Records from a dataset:
================

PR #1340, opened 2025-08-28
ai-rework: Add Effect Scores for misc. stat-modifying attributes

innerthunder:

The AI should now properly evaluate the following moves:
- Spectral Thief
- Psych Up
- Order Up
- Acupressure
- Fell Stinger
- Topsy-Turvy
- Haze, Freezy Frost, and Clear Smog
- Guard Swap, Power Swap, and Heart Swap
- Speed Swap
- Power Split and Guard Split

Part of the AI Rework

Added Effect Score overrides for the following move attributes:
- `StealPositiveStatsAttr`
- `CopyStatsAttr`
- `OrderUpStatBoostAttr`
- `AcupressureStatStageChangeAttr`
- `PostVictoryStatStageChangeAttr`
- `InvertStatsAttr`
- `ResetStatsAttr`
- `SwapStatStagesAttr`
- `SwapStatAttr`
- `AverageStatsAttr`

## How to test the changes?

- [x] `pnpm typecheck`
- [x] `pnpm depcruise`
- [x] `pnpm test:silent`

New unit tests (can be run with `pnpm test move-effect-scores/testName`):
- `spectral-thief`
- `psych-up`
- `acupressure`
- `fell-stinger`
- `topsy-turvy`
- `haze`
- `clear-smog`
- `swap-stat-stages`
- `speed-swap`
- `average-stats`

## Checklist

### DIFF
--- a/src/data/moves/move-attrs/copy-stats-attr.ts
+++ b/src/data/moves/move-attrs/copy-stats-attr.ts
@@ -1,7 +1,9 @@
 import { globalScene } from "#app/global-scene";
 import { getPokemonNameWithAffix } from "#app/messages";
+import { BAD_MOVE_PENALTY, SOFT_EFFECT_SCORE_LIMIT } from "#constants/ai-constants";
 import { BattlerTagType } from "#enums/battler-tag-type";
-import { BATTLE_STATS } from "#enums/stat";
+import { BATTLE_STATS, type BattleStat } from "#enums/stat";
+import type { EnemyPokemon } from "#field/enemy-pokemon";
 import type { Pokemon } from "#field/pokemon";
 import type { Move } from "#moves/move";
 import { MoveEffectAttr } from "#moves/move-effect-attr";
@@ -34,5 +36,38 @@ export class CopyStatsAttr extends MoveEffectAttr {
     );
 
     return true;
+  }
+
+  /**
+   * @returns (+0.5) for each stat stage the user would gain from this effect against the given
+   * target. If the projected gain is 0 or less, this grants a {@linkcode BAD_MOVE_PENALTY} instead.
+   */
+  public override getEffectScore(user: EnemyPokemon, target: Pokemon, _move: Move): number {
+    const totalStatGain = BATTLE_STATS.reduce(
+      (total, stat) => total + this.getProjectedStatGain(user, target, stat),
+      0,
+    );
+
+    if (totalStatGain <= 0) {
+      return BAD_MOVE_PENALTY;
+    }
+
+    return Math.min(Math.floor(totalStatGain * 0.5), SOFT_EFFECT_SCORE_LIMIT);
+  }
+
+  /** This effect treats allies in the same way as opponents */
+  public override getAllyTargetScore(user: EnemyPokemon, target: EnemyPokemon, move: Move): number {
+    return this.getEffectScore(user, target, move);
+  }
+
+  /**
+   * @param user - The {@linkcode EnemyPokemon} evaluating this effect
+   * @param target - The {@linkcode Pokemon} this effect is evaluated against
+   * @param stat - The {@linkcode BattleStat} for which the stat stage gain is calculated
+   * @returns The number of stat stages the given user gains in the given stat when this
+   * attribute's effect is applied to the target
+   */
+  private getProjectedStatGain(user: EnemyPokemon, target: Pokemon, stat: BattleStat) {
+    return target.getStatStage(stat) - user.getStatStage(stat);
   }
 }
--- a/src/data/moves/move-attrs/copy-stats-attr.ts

================

Exercise - Which of the lines above carry the string "totalStatGain"? Pick them out and copy them.

Reply -
+    const totalStatGain = BATTLE_STATS.reduce(
+    if (totalStatGain <= 0) {
+    return Math.min(Math.floor(totalStatGain * 0.5), SOFT_EFFECT_SCORE_LIMIT);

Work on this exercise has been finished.